Another letter from (well, to) Bermuda.  A letter writer there, anonymously, wrote to blame the island's economic woes on the wage earning work force.  Some other writers then chimed in.  I've no way of knowing what the balance of writers was, only what the Editor chose to print.  So, I was moved to offer a volley.  Which is below.


Neither "neither a construction worker or a lawyer" nor the various letter writers (well, those you've decided to print) understand the sources of inflation.  Inflation exists over time (the usual way people think of it), but also from place to place.  Here in the US, the metro Washington, DC area costs more to live in to a non-trivial level than the national average.  Places in Appalachia, less.

Bermuda's cost of living is not a function of wages paid to blue collar (a US term) non-skilled and skilled workers.

The three drivers of inflation are:  cost push, wage push, and demand pull.

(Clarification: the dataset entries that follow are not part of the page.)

PR #266, opened 2017-10-10
T19617

joaquimrocha:
https://phabricator.endlessm.com/T19617

### DIFF
--- a/lib/gs-app.c
+++ b/lib/gs-app.c
@@ -124,6 +124,7 @@ typedef struct
 	AsContentRating		*content_rating;
 	GdkPixbuf		*pixbuf;
 	GsPrice			*price;
+	GCancellable		*cancellable;
 } GsAppPrivate;
 
 enum {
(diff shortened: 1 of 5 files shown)


lib/gs-app.c
```diff
@@ -4136,6 +4165,7 @@ gs_app_init (GsApp *app)
 	                                    g_free,
 	                                    g_free);
 	priv->allow_cancel = TRUE;
+	priv->cancellable = g_cancellable_new ();
```
cosimoc: You could avoid this if you added a `!priv->cancellable ||` condition to the `is_cancelled` check in `gs_app_get_cancellable()`

lib/gs-app.c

Cost push:  when the cost of goods on the market rise without regard to local wages or monetary policy; petrol is a prime example.

Wage push:  when cost of goods on the market rise due to wage growth beyond productivity growth; allegedly happened in the US in the 1960's.

Demand pull:  when prices of goods on the market rise due to increase of cash available to buyers, generally attributed to machinations by the nation's monetary authority, but only when the cash is distributed to the consuming public (the recent bailout monies distributed in the US went to financial institutions, which goes some way to explaining why the bailout was not only not inflationary, but with increasing obviousness, deflationary).

So, where does Bermuda fall among the three?  From my stay, it is clearly cost push.  The islands are essentially uninhabitable from local sustenance.  Wages to workers simply reflect the cost of stocking goods.  Reducing their wages to that of, say a sharecropper in Alabama, won't reduce the cost of living in Bermuda.  With sufficient police state effort, you might be able to enforce greater poverty on this class of citizen, but if you do, the level of unrest clearly visible on your pages will grow geometrically.  That may be what some Bermudians want.